Exercise inputs>

Issue #3527, opened 2017-02-27
Classifier ES6 conversion and tests


srallen:
As a follow up from all the work that was done related to #3319, there are some classifier related components that still need an ES6 conversions and/or tests written:

Classifier:
- [ ] `index.cjsx`
  - [ ] Split out independent components to different files (`render-summary`, `render-expert-options`, `classifier-helpers`, `index`, and `classifier`. PR #3522 related).
  - [ ] Tests
- [ ] `metadata-based-feedback.cjsx` (ES6 rewrite with tests in branch https://github.com/zooniverse/Panoptes-Front-End/tree/space-warps-feedback-refactor but needs some work, see: #3361)
  - [ ] Tests

Viewer (Found in components folder since some viewer components are shared with Talk, should they move to classifier folder?):
- [ ] `flag-subject-button.cjsx`
  - [ ] Tests
- [ ] `frame-viewer.cjsx` (Open [PR](https://github.com/zooniverse/Panoptes-Front-End/pull/3553))
  - [ ] Tests
- [ ] `subject-viewer.cjsx`
  - [ ] Tests
- [ ] Tests for `text-viewer.jsx`
- [ ] Tests for `video-player.jsx`

Tasks:
- [ ] `drawing-task-details-editor.cjsx`
  - [ ] Tests
- [ ] `next-task-selector.cjsx`
  - [ ] Tests
- [ ] `shortcut.cjsx`
  - [ ] Tests
  - [ ] DRY component by receiving `addNewTask` function from parent
- [ ] `generic-editor.cjsx`
  - [ ] Tests
- [ ] Combo: `editor`, `index`, `summary`
  - [ ] Tests
- [ ] Crop: `index`, `initializer`, `summary`
  - [ ] Tests
- [ ] Drawing: `all-marks-display`, `grid-buttons`, `hide-previous-marks-toggle`, `icons`, `index`, `marking-initializer`, markings-renderer`, `summary`
  - [ ] Tests
- [ ] Dropdown: `presets` folder should be ES6 and json, `dropdown-dialog`, `dropdown-list`, `editor-help`, `editor`, `index`
   - [ ] Tests (Done for `index`)
- [ ] Survey: `annotation-view`, `choice`, `chooser`, `editor-help`, `editor`, `index`, `summary`, `utility`
  - [ ] Tests
- [ ] Text: `editor`, `index`
  - [ ] Tests

Drawing Tools:
[...]

PR #3522, opened 2017-02-24
Extract Task component

eatyourgreens:
Builds on #3520 and extracts the Task area to its own component.
# Review Checklist

- [ ] Does it work in all major browsers: Firefox, Chrome, Edge, Safari?
- [ ] Does it work on mobile?
- [ ] Can you `rm -rf node_modules/ && npm install` and app works as expected?
- [x] Did you deploy a staging branch? https://classifier-task-es6.pfe-preview.zooniverse.org/
- [ ] Did you get any type checking errors from [Babel Typecheck](https://github.com/codemix/babel-plugin-typecheck)

## Optional

- [ ] If it's a new component, is it in ES6? Is it clear of warnings from ESLint?
- [ ] Have you replaced any `ChangeListener` or `PromiseRenderer` components with code that updates component state?
- [ ] If changes are made to the classifier, does the dev classifier still work?
- [ ] Have you added in [flow type annotations](https://flowtype.org/docs/type-annotations.html)?

PR #3532, opened 2017-03-01
Add Shortcut to the Dev Classifier

wgranger:
Describe your changes.
Adds "shortcut" to the dev classifier and creates tests for the component. Also, some styling was changed to clean up code and use preexisting classes.

# Review Checklist

- [x] Does it work on mobile?

https://shortcut-to-classifier.pfe-preview.zooniverse.org/

## Optional


wgranger:
This project that is under review uses the shortcut: https://shortcut-to-classifier.pfe-preview.zooniverse.org/projects/sweenkl/steller-watch/classify/?env=production

Styling changes were made because the `.unlinked-shortcut` class originally styled the shortcuts to always have the dark background of the classifier buttons, as opposed to the light background of the dev classifier buttons. Removing CSS from `.unlinked-shortcut` and giving shortcuts pre-existing classes solved this.

I can prob write this into ES6 pretty quickly right now.

wgranger:
Oh. Just saw your comment after I pushed. I went ahead and rewrote those two components into ES6.

app/classifier/tasks/shortcut.jsx
```diff
@@ -0,0 +1,148 @@
...
+  task: React.PropTypes.shape(
+    {
+      answers: React.PropTypes.array,
+      question: React.PropTypes.string
+    }
+  )
+};
+
+Summary.defaultProps = {
+  annotation: null,
```
srallen: A default prop of null will throw console warnings if the prop is also required. Either prop can't be required or this needs to be set to a default value.

app/classifier/tasks/shortcut.jsx
```diff
@@ -0,0 +1,148 @@
...
+  }
+
+  render() {
+    const options = this.props.workflow.tasks[this.props.task.unlinkedTask].answers;
+
+    return (
+      <div className="unlinked-shortcut">
+
+        {options.map((answer, i) => {
+          if (answer._key == null) { answer._key = Math.random(); }
```
srallen: Use strict equality whenever possible.

app/components/shortcut-editor.jsx
```diff
@@ -0,0 +1,130 @@
...
+
+        <small className="form-help">
+          Give volunteers the choice to skip to the end
+          of a classification if one of the following options is selected.
+        </small>
+
+        {shortcuts && (
+          <div className="workflow-task-editor-choices">
+            {shortcuts.answers.map((shortcut, index) => {
+              if (shortcut._key == null) { shortcut._key = Math.random(); }
```
srallen: Use strict equality.

app/components/shortcut-editor.jsx
```diff
@@ -0,0 +1,130 @@
...
+  constructor(props) {
+    super(props);
+    this.addAnswer = this.addAnswer.bind(this);
+  }
+
+  toggleShortcut(e) {
+    let nextTaskID;
+
+    if (e.target.checked) {
+      const taskCount = Object.keys(this.props.workflow.tasks).length;
```
srallen: `Uncaught TypeError: Cannot read property 'props' of undefined` when trying to use the checkbox button on a test project.

app/components/shortcut-editor.jsx
```diff
@@ -0,0 +1,130 @@
...
+  }
+
+  render() {
+    let shortcuts;
+    if (this.props.task) {
+      shortcuts = this.props.workflow.tasks[this.props.task.unlinkedTask];
+    }
+    const handleChange = handleInputChange.bind(this.props.workflow);
+    const children = React.Children.map(this.props.children, (child) => {
+      React.cloneElement(child);
```
wgranger: I forgot to return here, is why the original task isn't appearing.

app/classifier/tasks/shortcut-editor.spec.js
```diff
@@ -0,0 +1,109 @@
...
+const emptyTask = {
+  question: 'What is it',
+  type: 'single'
+};
+
+describe('ShortcutEditor', function () {
+  describe('shortcutRendering', function () {
+    let wrapper;
+
+    beforeEach(function () {
```
srallen: I think this can just be a `before()` call. The set of tests in this describe block aren't interacting with the component, just checking the expected render.

app/classifier/tasks/shortcut-editor.spec.js
```diff
@@ -0,0 +1,109 @@
...
+      wrapper = mount(<ShortcutEditor task={task} workflow={workflow} />);
```
srallen: `shallow` or `render` is probably a better choice to use here since you're only checking the render and don't need the full React lifecycle available. Once we start getting a lot of the code tested, using `mount` when not actually needed will slow down the test run. Good explanation of the differences here: https://github.com/airbnb/enzyme/issues/465#issuecomment-227697726

app/classifier/tasks/shortcut-editor.spec.js
```diff
@@ -0,0 +1,109 @@
...
+  }
+};
+
+const emptyTask = {
+  question: 'What is it',
+  type: 'single'
+};
+
+describe('ShortcutEditor', function () {
+  describe('shortcutRendering', function () {
```
srallen: This can just be `describe('rendering', function() {` or whatever makes sense for the block of tests. The describe statements should be readable like the it statements.

app/classifier/tasks/shortcut-editor.spec.js
```diff
@@ -0,0 +1,109 @@
...
+      const textarea = wrapper.find('textarea').first();
+      assert.equal(textarea.text(), 'Nothing Here');
+    });
+
+    it('should display the correct number of shortcuts', function () {
+      assert.equal(wrapper.find('textarea').length, 2);
+    });
+  });
+
+  describe('emptyRendering', function () {
```
srallen: same comment about readable describe statement.

app/classifier/tasks/shortcut-editor.spec.js
```diff
@@ -0,0 +1,109 @@
...
+    let wrapper;
+
+    beforeEach(function () {
+      wrapper = mount(<ShortcutEditor task={emptyTask} workflow={emptyWorkflow} />);
```
srallen: Same comment about use of mount.

app/classifier/tasks/shortcut-editor.spec.js
```diff
@@ -0,0 +1,109 @@
...
+
+    it('should display the correct number of shortcuts', function () {
+      assert.equal(wrapper.find('textarea').length, 2);
+    });
+  });
+
+  describe('emptyRendering', function () {
+    let wrapper;
+
+    beforeEach(function () {
```
srallen: Same comment about using `before` here.

app/classifier/tasks/shortcut-editor.spec.js
```diff
@@ -0,0 +1,109 @@
...
+    });
+
+    it('should call toggleShortcut with an input toggle', function () {
+      const toggleStub = sinon.stub(wrapper.instance(), 'toggleShortcut');
+      wrapper.update();
+      wrapper.find('input').simulate('change');
+      sinon.assert.called(toggleStub);
+    });
+
+    it('should remove the correct shortcut when deleted', function () {
```
srallen: This isn't really testing the removal, but rather that the handler is firing. I think it'll be clearer if described like the previous test `it('should call remove handler when clicked')` or something like that.

app/classifier/tasks/shortcut-editor.spec.js
```diff
@@ -0,0 +1,109 @@
...
+      const removeStub = sinon.stub(wrapper.instance(), 'removeChoice');
+      const removeButton = wrapper.find('button.workflow-choice-remove-button').first();
+      wrapper.update();
+      removeButton.simulate('click');
+      sinon.assert.called(removeStub);
+    });
+
+    it('should add a default shortcut when expanded', function () {
```
srallen: Same comment as about about test description.

app/classifier/tasks/shortcut.jsx
```diff
@@ -0,0 +1,148 @@
...
+
+    if (this.props.annotation.value) {
+      answer = (
+        <div className="answer">
+          <i className="fa fa-check-circle-o fa-fw" />
+          <Markdown tag="span" inline={true}>{this.props.task.answers[this.props.annotation.value].label}</Markdown>
+        </div>
+      );
+    } else {
+      answer = <div className="answer">No answer</div>;
```
srallen: In the dev classifier as well as in a test project, when I click the shortcut option and click done, the summary I see is 'No answer'

app/classifier/tasks/shortcut.jsx
```diff
@@ -0,0 +1,148 @@
...
+  }
+
+  toggleShortcut(i, shortcut, e) {
+    if (e.target.checked) {
+      this.props.annotation.shortcut = { index: i };
+      this.setState({ index: i });
+    } else {
+      delete (this.props.annotation.shortcut);
+      this.setState({ index: null });
+      this.props.classification.update('annotations');
```
srallen: FYI, @eatyourgreens asked a question about the use of the classification resource rather than the onChange handler that other tasks use: https://github.com/zooniverse/Panoptes-Front-End/pull/3522#discussion_r104884244

CKrawczyk:
FYI there have been some changes to the shortcut task to make it work with the new task viewer rewrite: https://github.com/zooniverse/Panoptes-Front-End/pull/3571

wgranger:
An [issue](https://github.com/zooniverse/Panoptes/issues/2228) has been opened on the backend to handle shortcut exports with multiple answers.

app/classifier/tasks/shortcut-editor.jsx
```diff
@@ -0,0 +1,136 @@
...
+  addAnswer() {
+    this.props.workflow.tasks[this.props.task.unlinkedTask].answers.push({ label: 'Nothing Here' });
+    this.props.workflow.update('tasks');
+  }
+
+  removeChoice(index) {
+    if (this.props.task) {
+      const answers = this.props.workflow.tasks[this.props.task.unlinkedTask].answers;
+      answers.splice(index, 1);
+      if (!answers.length) {
```
srallen: I'd prefer an explicit comparison here rather than a truthy value, `if (answers.length === 0)` should work.

app/classifier/tasks/shortcut-editor.jsx
```diff
@@ -0,0 +1,136 @@
...
+      return React.cloneElement(child);
+    });
+
+    return (
+      <div>
+
+        {children}
+        <hr />
+
+        <label htmlFor="shortcut" title="Shortcut Options to End Classification">
```
srallen: This `htmlFor` isn't pointing at an `id`. You'll need to add `id="shortcut"` on to the input so the browser knows what this is referencing.

app/classifier/tasks/shortcut-editor.jsx
```diff
@@ -0,0 +1,136 @@
...
+          <AutoSave resource={this.props.workflow}>
+            <span className="form-label">Shortcut Option</span>{' '}
+            <input type="checkbox" checked={shortcuts != null} onChange={this.toggleShortcut} />
```
srallen: Use strict equality whenever possible in javascript. Loose equality, `==` and `!=` can have unexpected results because it does type conversion: https://developer.mozilla.org/en-US/docs/Web/JavaScript/Equality_comparisons_and_sameness

app/classifier/tasks/shortcut-editor.jsx
```diff
@@ -0,0 +1,136 @@
...
+    }
+    const handleChange = handleInputChange.bind(this.props.workflow);
+    const children = React.Children.map(this.props.children, (child) => {
+      return React.cloneElement(child);
+    });
+
+    return (
+      <div>
+
+        {children}
```
srallen: Maybe I'm missing it, but why does the `ShortcutEditor` need to wrap the `TaskEditorComponent`?

app/classifier/tasks/shortcut-editor.jsx
```diff
@@ -0,0 +1,136 @@
...
+    let nextTaskID;
+
+    if (e.target.checked) {
+      const taskCount = Object.keys(this.props.workflow.tasks).length;
+
+      let taskIDNumber = -1;
+
+      while (!((nextTaskID != null) && !(nextTaskID in this.props.workflow.tasks))) {
+        taskIDNumber += 1;
+        nextTaskID = `T${taskCount + taskIDNumber}`;
```
srallen: Lines 17-23 look to be identical to `addNewTask` in the workflow lab page: https://github.com/zooniverse/Panoptes-Front-End/blob/master/app/pages/lab/workflow.cjsx#L525-L541

Is there a reason why you're not just passing `addNewTask` down as a prop and using that? You can rewrite your handler to call `addNewTask` as well as the couple of Shortcut specific lines, I think just line 29 and line 31?

app/classifier/tasks/shortcut-editor.jsx
```diff
@@ -0,0 +1,136 @@
...
+
+        <small className="form-help">
+          Give volunteers the choice to skip to the end
+          of a classification if one of the following options is selected.
+        </small>
+
+        {shortcuts && (
+          <div className="workflow-task-editor-choices">
+            {shortcuts.answers.map((shortcut, index) => {
+              if (shortcut._key == null) { shortcut._key = Math.random(); }
```
srallen: Use strict equality. See note online 75 about why.

wgranger:
Oh yes. I'm really glad you brought that up. I noticed the issues related to that Panoptes [PR](https://github.com/zooniverse/Panoptes/issues/2212). Good it is being mentioned here.

app/classifier/tasks/shortcut-editor.jsx
wgranger: We decided to use this [Decorator pattern](https://github.com/zooniverse/Panoptes-Front-End/pull/2914#issuecomment-243503256) when shortcut was reviewed.

app/classifier/tasks/shortcut-editor.jsx
wgranger: So, if `addNewTask` is bound to the parent and passed down as a prop, then the task prop in the shortcut-editor will change when the function is called and line 29 in shortcut-editor (`this.props.task.unlinkedTask = nextTaskID;`) will be set on the shortcut task rather than the original task it needs to be linked to. I tried passing the function itself as a prop (`addNewTask={this.addNewTask}`), but the functionality on the child component was being wonky.

srallen: Ok, could you make a note about DRYing this up in the classifier rewrite issue #3527? Let's tackle it again later.

wgranger: Done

What the task requires> Looking at the records above, which lines contain "onChange"? Copy those lines.

Reply to the exercise>
srallen: FYI, @eatyourgreens asked a question about the use of the classification resource rather than the onChange handler that other tasks use: https://github.com/zooniverse/Panoptes-Front-End/pull/3522#discussion_r104884244
+            <input type="checkbox" checked={shortcuts != null} onChange={this.toggleShortcut} />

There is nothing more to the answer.